# Old Cannoli Recipes



## drewmorabito (Aug 28, 2011)

I need cannoli recipes that were used at bakeries in Sicily and brought to America.


----------



## chefpeon (Jun 14, 2006)

http://www.saveur.com/article/Recipes/Cannoli-alla-Siciliana

This recipe seems pretty authentic to me.


----------



## panini (Jul 28, 2001)

The only Gumba thing i can add here is Riccotta Impastata and you's guy need to usea *LARD*. Maka you own fruta.

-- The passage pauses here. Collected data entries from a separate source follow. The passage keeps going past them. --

PR #696, opened 2026-07-28
release: staging into main 2026-07-28

swahlquist:
## Summary

Promotes current `staging` to `main` for the production deploy path.

This release includes the Article 50 transparency prerequisites while keeping the `article_50_disclosure` flag OFF.

## Required Article 50 PRs included

| PR | Status on staging | Evidence |
| --- | --- | --- |
| #635 Phase 4 call-context/jurisdiction stamping | Included | merge commit `4a50c522f802ee7662ddbc8fb31fc62ffb3328fb` |
| #646 Phase 3 disclosure content, ack endpoint, modal, first-AI-use gate | Included | merge/squash commit `8800d1c6757c51f4a0aa7ce83da5dacda0929d73` |
| #656 Phase 5 AVAILABLE-only flag registration, retention reconciliation, a11y | Included | merge/squash commit `74266b41f0c3b5eddf265e6d85db9ebbe6d7d228` |
| #694 `LL-a9d6d5a46b` link contrast blocker | Included | merge/squash commit `99c3da99568a7d0c7fb38a404e795f5a76070cce` |

## Flag state

`article_50_disclosure` remains AVAILABLE-only in `lib/feature_flags.rb`; it is not in `ENABLED_FRONTEND_FEATURES`. This release must deploy with the flag OFF. Enabling the flag remains a separate Scot sign-off step after production verification.

## Verification so far

- Compared `main...staging`: staging has the release contents to promote.
- Confirmed `lib/feature_flags.rb` on staging registers `article_50_disclosure` in `AVAILABLE_FRONTEND_FEATURES` and leaves it out of the visible `ENABLED_FRONTEND_FEATURES` block.
- #694 CI passed and Claude Code deep review approved the contrast fix.

## Not covered by this PR

- Does not enable `article_50_disclosure`.
- Does not close the Notion finding `LL-a9d6d5a46b`; closure should wait for production deploy evidence and verification.
- Does not perform the post-deploy AT/manual Article 50 modal walkthrough.

## Author-Model

Codex GPT-5

PR #681, opened 2026-07-24
feat(ai): route runtime AI to Claude on AWS Bedrock (off direct api.anthropic.com)

swahlquist:
Switches all four Tier 1 runtime AI seams from the direct `api.anthropic.com` endpoint to **Claude on AWS Bedrock** (Bedrock Mantle Messages API) via a new shared `lib/ai_client.rb`, on dedicated AWS creds. No direct-Anthropic fallback.

## Why this is compliant (not a regression)
- Amazon Bedrock is a **HIPAA-eligible AWS service, excluding Fable/Mythos models** (verified against AWS's HIPAA-eligible-services reference, 2026-07-24). Runtime inventory (Haiku 4.5, Opus 4.7) is on the eligible side.
- Inference stays **inside AWS's HIPAA boundary**, covered by the existing AWS account BAA (`docs/legal/AWS_BAA_ACCEPTED.md`, account 2390-4478-5114). The `ANTHROPIC_BAA_ACCEPTED.md` line-124 "AWS BAA doesn't extend to Anthropic egress" note was about the *direct third-party endpoint*, not an in-AWS service — it does not apply to Bedrock.
- The executed Anthropic HIPAA-Ready BAA (2026-07-18) remains on file as a still-available direct path.

## What changed
- `Gemfile`: `anthropic ~> 1.23` → `~> 1.36` (`Anthropic::BedrockMantleClient`; locks 1.58.0). Mantle signs via `aws-sdk-core` (already present) — no new AWS gem.
- `lib/ai_client.rb`: single sanctioned construction point; returns nil when AWS unconfigured (callers keep the existing "AI not configured" degrade path).
- Model ids → Bedrock form (`anthropic.claude-haiku-4-5`, `anthropic.claude-opus-4-7`); `eval_narrator` exact-ID allowlist repointed to Bedrock ids (fail-closed control preserved).
- `scripts/ai-endpoint-guard.sh` + CI step: fails the build if any runtime seam constructs a direct `Anthropic::Client` or reads `ENV['ANTHROPIC_API_KEY']`.
- Legal reconciliation: dated supersession notes in `ANTHROPIC_BAA_ACCEPTED.md` / `AWS_BAA_ACCEPTED.md` / `AI_GOVERNANCE_MEMO.md` + regenerated `DOCUMENT-REGISTER`.

## ⚠️ Required before merge (only Scot can do these)
[...]

PR #725, opened 2026-08-01
compliance(baa): retract the unverifiable Bedrock credential attestation and reconcile the corpus

swahlquist:
## What

`docs/legal/AWS_BAA_ACCEPTED.md` carried this under Scot's 2026-07-27 CEO re-attestation:

> **Verified 2026-07-27:** the deployed Cloud Run service `lingolinq-web` signs Bedrock with a credential that resolves to this account, region us-west-2.

It could not have been verified. This PR retracts it, records the evidence, and reconciles every other place in the corpus that repeated the same claim.

**Reviewed twice.** A dual review (Codex `gpt-5.5` + Claude adversary) of the first head found that the correction itself committed the error class it retracts. That is fixed here. An adversary apply-check then verified every fix landed and surfaced two residuals, also fixed.

## Why the original claim is wrong

`AiClient.aws_credentials` signs Bedrock only with `BEDROCK_AWS_KEY` + `BEDROCK_AWS_SECRET`, or `AWS_ACCESS_KEY_ID` + `AWS_SECRET_ACCESS_KEY`. It deliberately does not fall back to `AWS_KEY` / `AWS_SECRET`, the S3/SES pair.

| Check | Result |
| --- | --- |
| Bedrock credential env vars, all 11 revisions `00001-2vn` to `00011-l7f` | none, on every revision |
| Serving revision on 2026-07-27, `00010-95c` | none |
| `BEDROCK_AWS_*` in `deploy-cloudrun.yml` on `staging` | absent |

Never true at any point. **Root cause**, recovered from the capability ledger during review: the `anthropic-model-provider-baa` row recorded the verification with the parenthetical *"residual: shared app AWS credential, not a dedicated Bedrock credential."* Someone believed `AWS_KEY`/`AWS_SECRET` were signing Bedrock. They cannot.

## The Critical this PR also fixes (self-inflicted)

The first version of this correction claimed no data reached any model endpoint "since the 2026-07-24 routing change." **Also false, and by the same reasoning error.** The Bedrock commit `abd6d8c8c` (#681) merged 2026-07-27 11:45 MDT, but `00010-95c` was created 2026-07-24T23:21Z, three days earlier, and ran pre-#681 code constructing `::Anthropic::Client.new(api_key: ENV['ANTHROPIC_API_KEY'])` with the key mounted.

Now stated as four scoped claims:

1. Bedrock egress **never** occurred, on any revision (verified).
[...]

PR #722, opened 2026-08-01
compliance(runbook): attest BREACH_RUNBOOK v2.2.1 + correct the attestation record

swahlquist:
## What

Attests **BREACH_RUNBOOK v2.2.1** and corrects the attestation record that shipped with #703.

#703 merged the corrected runbook bytes (`0ee1b92e`) but left the register recording `attestedDate` 2026-07-28, the day the **superseded** bytes (`fbdf49a1`) were attested. The pin therefore asserted that the attester had reviewed content authored a day later. That is the specific failure mode `attestedContentHash` exists to catch: `scripts/document-register-render.rb:175` defines it as recording "the bytes Scot actually signed off on", so the hash and the date have to move together.

**No substantive runbook prose changed.** The three content corrections themselves (New York Ed Law 2-d seven-day cap, the §4.2 kill list, the §11 vendor contacts) already merged in #703 and are live on staging. This PR fixes the record over them.

## What changed

- **Version label `v2.2` to `v2.2.1`**, so each label identifies exactly one byte-set. `v2.2` now unambiguously means `fbdf49a1`, which remains in merge history.
- **`attestedDate` 2026-07-28 to 2026-07-31**, with 2026-07-28 appended to `priorAttestations` rather than silently overwritten. `lastReviewed` / `nextReviewDue` to 2026-07-31 / 2027-07-31.
- **Changelog split in two.** The `v2.2` entry now describes only what was attested on 2026-07-28 and closes with "Attested ... against hash `fbdf49a1...`". A new `v2.2.1` entry records the three post-attestation corrections with their citations (8 NYCRR § 121.10(b) and (e), EU AI Act Art. 50(1), `AI_FEATURES` in `lib/feature_flags.rb`) plus the bookkeeping problem itself.
- **Register note rewritten** to describe the correction rather than the defect. The prior note claimed the revision "corrects the ... NY-Ed-Law notification prose", which described the version that broke it.
- **Changelog no longer asserts Object Lock "supersedes" MFA-delete**; it states what changed. The §4.1 body claim is retained because it carries its own justification (compliance mode blocks deletion before retention expiry under any credentials).
[...]

PR #734, opened 2026-08-03
fix(ai): prod hotfix - route runtime AI over the classic Bedrock plane

swahlquist:
Production hotfix onto `main`, mirroring the pattern used for #726. Cherry-picks the Bedrock runtime stack already merged to `staging` (#727 `a1083e4bd`, #719 `57bd9f729`) **without** dragging the other 49 staging commits into production.

## Why a hotfix instead of deploying staging

Production Cloud Run runs `main` (currently `796390240`, revision `lingolinq-web-00012-x8z`). Deploying `staging` would have shipped **51 commits**, bypassing the `release/staging-into-main` process. This keeps the production delta to the Bedrock runtime path only.

## Problem

Runtime AI has been non-functional since #681, silently: callers degrade to "AI is not configured" rather than erroring.

`AiClient` built only `Anthropic::BedrockMantleClient`, and AWS account `239044785114` has **no entitlement on the bedrock-mantle plane**. Every model returns 403 `not available for this account`, and it does so even with **admin** credentials and `bedrock-mantle:CreateInference` on `Resource: "*"`, which rules out IAM. An access request is open with AWS.

The **classic** `bedrock-runtime` plane is entitled and working. The planes carry **different model catalogs**, so this adds classic alongside Mantle rather than replacing it.

### Verified live, end to end

Through the app's own `AiClient.build` with the production Bedrock credentials:

```
plane classic / us-west-2 -> Anthropic::Helpers::Bedrock::Client
anthropic.claude-haiku-4-5 -> us.anthropic.claude-haiku-4-5-20251001-v1:0
SUCCESS  reply "hot"  usage in=21 out=4
```

| Model | us-west-2 | us-east-1 | us-east-2 | Reading |
|---|---|---|---|---|
| Haiku 4.5 (`us.` profile) | OK | OK | OK | entitled |
| Opus 4.5 (`us.` profile) | AccessDenied | AccessDenied | AccessDenied | in catalog, unsubscribed |
| Opus 4.7 | ValidationException | ValidationException | ValidationException | **not in the classic catalog** |

## What is in this PR

- **Dual-plane `AiClient`** selected by `BEDROCK_PLANE` (classic default, mantle opt-in). Unrecognized values degrade to classic, not to an unentitled plane. The clients take different secret keywords (`aws_secret_key` vs `aws_secret_access_key`); a spec reflects on both real signatures so a gem rename fails CI, not production.
- **`bedrock_model()` fixed.** It tested `start_with?('anthropic.')` and so mangled `us.anthropic.claude-haiku-4-5-20251001-v1:0` into `anthropic.us.anthropic....`. Classic **requires** the profile form; the bare id returns `ValidationException: on-demand throughput isn't supported`. Legacy dated overrides (`claude-haiku-4-5-20251001`, the value the old `.env.example` documented) also resolve.
- **`ANTHROPIC_MODEL` allowlist** (`ALLOWED_RUNTIME_MODELS`, fail-closed) on the three seams that carry student data and previously had no model gate. `canonical_alias` strips the region prefix and version suffix so a Covered Model disguised as `us.anthropic.claude-fable-5-...` is caught, not just the bare alias.
- **Bedrock endpoint pinned.** Both clients resolve `base_url ||= ENV.fetch("ANTHROPIC_BEDROCK_BASE_URL", ...)`, so leaving it nil let an env var silently redirect all Tier 1 egress, still SigV4-signed, off the BAA'd path. `build` now passes the region-derived URL explicitly.
- **Article 50 / consent disclosures corrected.** The public page said data goes to "Anthropic's commercial API" under "a zero-data-retention agreement". It goes to AWS Bedrock. AWS is now named as the processor and Anthropic as model provider only (on Bedrock the provider cannot access prompts or completions). No ZDR claim is made, because AWS's `default` retention mode permits retention for abuse prevention and the account mode has not been set. Opus 4.7 removed; eval narration is stated as not active.
- **`deploy-cloudrun.yml`**: mounts `BEDROCK_AWS_KEY` / `BEDROCK_AWS_SECRET` (from #719).
- **Capability ledger**: evidence anchors moved to lines 58 / 149 (required, `capability-check` validates them at HEAD) and the plane facts corrected.

## Conflicts

**None.** Main and pre-merge staging were byte-identical on all 19 runtime files, verified before applying. The Bedrock architecture already existed on main via the #696 release; main simply carried the Mantle-only variant.

## Deliberately excluded

`docs/task-management/LEARNINGS.md`, which has independent staging drift and is documentation rather than runtime. It ships at the next release.

## Deploy prerequisites (all confirmed)

- Secret Manager: `BEDROCK_AWS_KEY` and `BEDROCK_AWS_SECRET` both exist with an **enabled** version, values confirmed by SHA-256 to be the credentials verified against Bedrock (no plaintext printed).
- `roles/secretmanager.secretAccessor` granted on both to `lingolinq-run@lingolinq-prod.iam.gserviceaccount.com`, the Cloud Run runtime SA.
- `AWS_REGION=us-west-2` already set, so no `BEDROCK_AWS_REGION` is needed.

## Fix status

| Item | Status | Evidence |
| --- | --- | --- |
| Word prediction reaches Claude | Fixed | live call above |
| Board generation / prediction seeding | Partial: same client + model path, not individually executed | identical `AiClient.runtime_model(...)` resolution |
| Eval narration | **Not fixed** | Opus 4.7 absent from the classic catalog; stays on its template fallback |
| `bedrock_model` mangling profile ids | Fixed | regression spec |
| `ANTHROPIC_MODEL` unvetted-model path | Fixed | allowlist + `canonical_alias`; specs cover disguised Fable/Mythos |
| `ANTHROPIC_BEDROCK_BASE_URL` redirect | Fixed | explicit `base_url`; spec sets a hostile value |
| Art 50 page named wrong processor | Fixed | AWS/Anthropic split; ZDR claim withdrawn |

## Not covered by this PR

- **Eval narration.** Needs routing to Haiku 4.5 (changes disclosed model names) or Mantle entitlement.
- **Attested corpus untouched**, pending live verification: `SUBPROCESSORS.md` does not list Bedrock; `AWS_BAA_ACCEPTED.md` pins "region us-west-2" while AWS documents that with cross-region inference "retained inputs and outputs are stored in destination regions". Both need re-attestation.
- **Bedrock account data-retention mode is unresolved** (`inherit`, so model default). The runtime credential is correctly denied `bedrock:GetAccountDataRetention`, so this cannot be read without admin credentials. Setting it to `none` is what would permit a true zero-retention claim.
- **`article_50_disclosure` flag is off**, so the corrected page reaches nobody via the modal.
- **`aws-sdk-core` 3.245.0 to 3.254.0** (required by `aws-sdk-bedrockruntime`), which also signs S3/SES.

## Post-merge deploy verification

Deploy from `main`, then confirm: deploy run SHA is this merge commit; Cloud Run revision advanced from `lingolinq-web-00012-x8z`; env contains both Bedrock variables; deployed code carries `ALLOWED_RUNTIME_MODELS` and the pinned base URL; `AiClient.configured?` true (**necessary, not sufficient**); AWS caller identity is `239044785114`; board-generation smoke succeeds; `AiApiLog` records `us.anthropic.claude-haiku-4-5-20251001-v1:0`; eval narration still falls back.


swahlquist:
Codex blocker before approval: one production-facing disclosure inconsistency remains.

lib/lingo_linq/ai_consent_disclosures.rb now removes eval narration from the vendor/features/model list because Opus 4.7 is not active on classic Bedrock, but the same metadata still lists clinical evaluation notes as a data category and says revocation stops data being sent for evaluation narration. That tells parents/consent consumers eval data is still part of the AI-sharing flow even though this PR says eval narration is inactive and egresses nothing.

Please align the consent metadata with the runtime fact before merge: either remove eval narration from the active consent data categories/revocation text, or explicitly mark it as inactive/future in the same style as Article 50. Add or adjust a spec so this cannot regress, for example no active consent data category or revocation text implies eval-narration egress while Opus 4.7/eval narration is not in the active vendor model/features set.

Everything else I checked looks aligned: CI is green, guard passed, Bedrock secret mounts are present, model allowlist canonicalizes regional/profile forms, and Bedrock base_url is pinned instead of inherited from env.

swahlquist:
Codex follow-up: I cannot approve b0af83157 yet.

High: app/frontend/app/templates/privacy.hbs:67 still says runtime AI runs on Anthropic commercial API, names Opus 4.7 for eval summaries, and claims zero-data-retention. After this PR deploys, runtime board and word AI goes to AWS Bedrock Haiku 4.5, eval narration remains inactive/local fallback, and account-level Bedrock zero retention is explicitly unresolved.

High: app/views/ai_consent/disclosures/v1.html.erb:50 plus config/locales/en.yml:135 still renders ZDR copy whenever trains_on_data is false. The metadata now says no ZDR guarantee, but the rendered consent page would still tell users there is a zero-data-retention agreement.

Medium/High adjacent: config/locales/en.yml:126 still presents clinical eval notes as sent when SLP requests an AI summary. Consent metadata was fixed to say eval narration is inactive and sends nothing; the rendered page should match.

Recommended fix: update these rendered surfaces in #734, add specs that render or search the actual pages for no Anthropic commercial API, no active Opus 4.7 claim, no zero-data-retention guarantee, and eval inactive wording. Then I will re-check and approve if CI is green.

swahlquist:
## Rendered-surface blockers fixed (9abe7bd22)

All three confirmed and fixed, plus two more of the same class found while tracing them.

| Surface | Was | Now |
|---|---|---|
| `privacy.hbs:67` | "Anthropic's commercial API", Opus 4.7 for eval summaries, ZDR claimed | Amazon Bedrock under the AWS BAA, Haiku 4.5 only, eval summaries marked inactive, ZDR guarantee explicitly declined |
| `v1.html.erb:50` + `en.yml:135` | ZDR sentence selected from `trains_on_data == false` | renders each vendor's own `training_note` from the registry |
| `en.yml:126` | clinical eval notes presented as sent | "nothing is sent today" |
| `public/locales/*.json` (12 of 13) | Google Gemini fallback, disabled 2026-07-09 (#570) | corrected |
| `en.yml` `training_confirmed_zdr` / `training_unconfirmed` | both asserted claims the Bedrock path cannot support | retired to neutral text |

### On `v1.html.erb:50`

Worth separating from the string fixes: the defect was the mechanism. The view chose legal prose from a boolean, and on Bedrock **both** entities are `trains_on_data == false` for different reasons (AWS does not train on it; Anthropic never receives it). So the page asserted a zero-data-retention agreement *twice*, for a vendor that does not have one and for a vendor that is not in the path. Patching the string would have left the trap armed for the next vendor added.

### Guards

`spec/support/ai_disclosure_claims.rb` holds one banned-claim list, shared by the rendered-page specs and the static-file specs. Two copies of a compliance rule is a slower way to get a contradiction.

They ban **assertions, not vocabulary**. A match negated within 60 characters is treated as a disclaimer, because "this is **not** Anthropic's commercial API" and "we do **not** claim a zero-data-retention guarantee" are the accurate sentences and are the ones a district reviewer most needs. A substring ban would have deleted exactly the honest disclaimers. The known limit is documented in the module: an unrelated negator nearby will suppress a hit. It is a drift backstop, not a proof of truthfulness, and it is tuned to avoid false alarms because a guard that cries wolf on accurate copy gets deleted and then catches nothing.

A final test ties rendered copy to the registry's active feature list, so re-enabling `eval_narrator` fails until the user-facing copy is updated in the same change.

### Negative-tested

Each guard was verified by reintroducing the specific defect:

| Reintroduced | Result |
|---|---|
| privacy.hbs names Anthropic's commercial API | 2 failures |
| privacy.hbs advertises Opus 4.7 | 3 failures |
| privacy.hbs asserts a ZDR agreement | 2 failures |
| en.yml presents eval data as sent | 2 failures |
| a locale file re-adds Gemini | 1 failure |

It also caught an unrelated `es.json` revert I caused during that work and had not noticed, which is the case it exists for.

### Why the artifact checks missed this

They only read the register and its generated artifacts. Nothing in CI read `privacy.hbs` (Ember, never loaded by Rails specs), `public/locales/*.json`, or the consent copy in `en.yml`. That is the hole these specs close. Correcting the registries genuinely did not correct what a parent reads.

### Scope

`main`-based hotfix only. `#725`/`#722` untouched. The identical defects still exist on `staging` and need the same fix ported before the next release PR, or this silently reappears.

105 examples, 0 failures across the disclosure and AiClient specs. All five register artifact checks green.

swahlquist:
## `privacy.hbs:76` fixed (b479d1655) — CI green

Confirmed the blocker. Word prediction does send; evaluation summaries do not, and the sentence bundled them together.

Rewritten so each feature gets its own accurate statement, plus the condition for turning eval on: word prediction sends under the separate AI consent; AI-drafted evaluation summaries are inactive and send nothing, and enabling live vendor egress would require an updated disclosure and a fresh consent first. The same string in all 13 `public/locales` files carried an older, vaguer variant and is now consistent.

### The guard was the real defect

`BANNED_CLAIMS` is an exact-phrase denylist, so it only knows wordings someone already caught. This sentence named no model, no vendor, and no retention term, so nothing matched. That is two consecutive review passes where the same false claim appeared in different words, which means adding the phrase would only have set up a third round.

Replaced with a **structural rule**: any sentence tying evaluation summaries to data leaving LingoLinq must also state the feature is inactive. It matches on shape, not vocabulary.

**Negative-testing caught a false negative in my first version**, which is worth reporting because the rule looked correct and was green against real code. I planted a novel paraphrase:

> "evaluation summaries are shared with our AI provider whenever a clinician requests one"

and it **passed**. A later clause in the same sentence mentioned producing a draft "on our own systems", and the inactivity marker accepted that as reassurance — a weak marker let a contradicting clause vouch for the claim. Two fixes:

- sentence splitting now includes semicolons, so a claim cannot borrow an adjacent clause's marker
- only strong markers count (`inactive`, `sends nothing`, `nothing is sent`, `never leaves`)

Locale checking also widened from `privacy_sharing_ai_vendors` alone to all five user-visible AI strings. Scoping it to one key is exactly how the stale `privacy_special_ai_consent_intro` shipped.

### Stated limit

Every pattern is English. The locale files are untranslated English fallbacks today so the guard sees them, but a genuinely translated false claim would pass silently. Translated compliance copy needs human review; this file does not substitute for it.

### Verification

| Reintroduced | Result |
|---|---|
| the exact sentence from this review | fails |
| a novel paraphrase naming no model or vendor | fails |
| a locale-file eval-egress variant | fails |
| all three fixed | passes |

107 examples, 0 failures. All five register artifact checks green. All six CI checks pass on `b479d1655`. Pushed head verified clean of the old string.

swahlquist:
## Governance exception on record: admin bypass of a functioning review gate

This PR was merged with `gh pr merge --squash --admin`, which bypassed `main`'s CODEOWNER review requirement.

**This was not a broken CI gate.** All six required checks passed on their own. The bypassed control was the human review requirement, and it was functioning as designed. `enforce_admins` is currently disabled on `main` (turned off 2026-07-15 for the Render-to-GCP migration and not yet restored), which is the only reason the bypass was mechanically possible.

Recording it explicitly rather than leaving it implicit in the merge metadata:

| | |
|---|---|
| Control bypassed | `main` CODEOWNER review, 1 required approval |
| Reason | production runtime AI non-functional; live consent page serving false processor, model, and retention claims |
| Authorized by | Scot, 2026-08-03 |
| Merged commit | `420aada88` |
| Reviews performed | Codex, three passes (`9abe7bd22`, `b479d1655`, and the pre-hotfix stack); no human CODEOWNER approval |
| Standing until | `main` review process is staffed |

The hotfix content was reviewed, and reviewed adversarially. What was skipped is the *human approval step*, not review as such. Treating this as an exception rather than a precedent: it should not become the default path for `main` hotfixes, and `enforce_admins` still needs restoring before MVP release.

Evidence that the bypass was warranted, captured from live production immediately before the deploy landed:

| Claim | Live in production pre-deploy |
|---|---|
| "commercial API" | present |
| "Claude Opus 4.7" | present |
| "zero-data-retention agreement" | present |
| "Amazon Bedrock" | absent |
| "Amazon Web Services" | absent |

The public consent page named neither the actual processor nor the actual host.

hey forgetaboutit! Go to the Mexican market for the lard. Don't you guys forgetabout the acid!!!


----------



## jmtvm677 (Nov 24, 2016)

Impastata, orange oil, 1/2 drop of cinnamon oil


----------



## davide flore (Sep 15, 2015)

Plain flour 1 kg

lard          100 gr

caster sugar 100 gr

Marsala wine (or Porto, or cherry work as well) 400 gr (grams not mg!)

lemon juice 10 gr

red vinegar 20 gr

salt 10 gr

Process: Mix all the ingredients together until obtain a compact batter, leave resting 30 min, after stretch out the batter until 1 or 1.5 mm. cut in round of 10/12 cm. roll into the cannoli tubes ( in this step is very important leave the batter loose around the tubes, because if you tight the batter when you will fry, it gonna open) obvious you have to close the batter sealing the extremity with egg yolk.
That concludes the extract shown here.